Follow a Mediterranean Diet
Ditch the highly processed foods and follow more of a Mediterranean diet that includes loading your plate with fruits and vegetables instead. Science shows that not only are they packed with essential vitamins and minerals, but they also help promote cardiovascular disease prevention and management. Sources show that people living in the Mediterranean regions tend to be healthier and have a lower risk of many chronic conditions, compared with people who follow a standard American diet. These eating habits may also promote weight loss, help prevent heart attacks, stroke, type 2 diabetes and reduce the risk of premature death.
This includes consuming more fruits, vegetables, whole grains, legumes, nuts and seeds, and heart-healthy fats. It also includes consuming less: processed foods, added sugars, refined grains and limiting alcohol consumption.
Heart Smart Rx: A diet rich in fruits, vegetables, whole grains and heart-healthy fats, the Mediterranean diet is both delicious and nutritious. There are no concrete rules for following the Mediterranean diet, but general guidelines can help you incorporate its principles into your daily routine.
Break Out the Floss
Skipping your nightly flossing might increase your risk of heart disease. According to a Columbia University study, atherosclerosis risk decreases as your gum health improves. Harvard Health has three theories about why these two conditions are connected:
Gingivitis and periodontitis bacteria travel to blood vessels, causing inflammation, damage or clots. It’s not bacteria-based but caused by the body’s immune response, which then causes vascular damage.
There’s no direct connection, but risk factors such as smoking cause both conditions.
Heart Smart Rx: Brush your teeth twice a day, floss every night and have regular checkups with your dentist.
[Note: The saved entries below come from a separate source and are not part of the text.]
Issue #1004, opened 2017-11-08
Toggle colors // define colors as helping colors // draft mode


mlerjen:
**#background**
For better field mapping (avoid illegible maps/dense mapping) the use of modified (field)-symbols is a useful trick. 
![image](https://user-images.githubusercontent.com/15611653/32553538-7a7c5032-c497-11e7-882d-aff5798e7870.png) 
Modified symbols may contain additional information on the symbol as "minimal gap", "minimal lenght", "centre to centre radius" to be in accordance with certain screen symbols (f.ex. ISOM2017-212. fig.2) or to visualize the radius of an object oriented to north in case the map is about to be rotated due to shifts in declination. 
![image](https://user-images.githubusercontent.com/15611653/32554624-b71c0e30-c49a-11e7-947f-92fdf548ee80.png)

This feature request aims to create a workflow making it easy to switch back and forward between the "field map"//draft and the "final map".

**#feature request, two different options**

Not only will it help your smile, but it could keep your heart in tip-top shape.
Get Your Beauty Rest
Poor quality or insufficient sleep puts you at an increased risk for conditions such as high blood pressure, heart attack and stroke. Getting less than seven hours of sleep per night also puts you at greater risk for obesity, insulin resistance, asthma and depression.
Heart Smart Rx: Find a bedtime that works for you, and stick to it. Only use your bed for sleep, and keep the room cool and dark. Put away electronics 30 to 60 minutes before bed. Avoid alcohol and caffeine for at least four hours before bedtime.
According to the American Heart Association, a new habit can take between 60 and 90 days to take hold effectively. Breaking a bad habit and starting a new one can seem daunting, but it can be easier than you think with a bit of planning.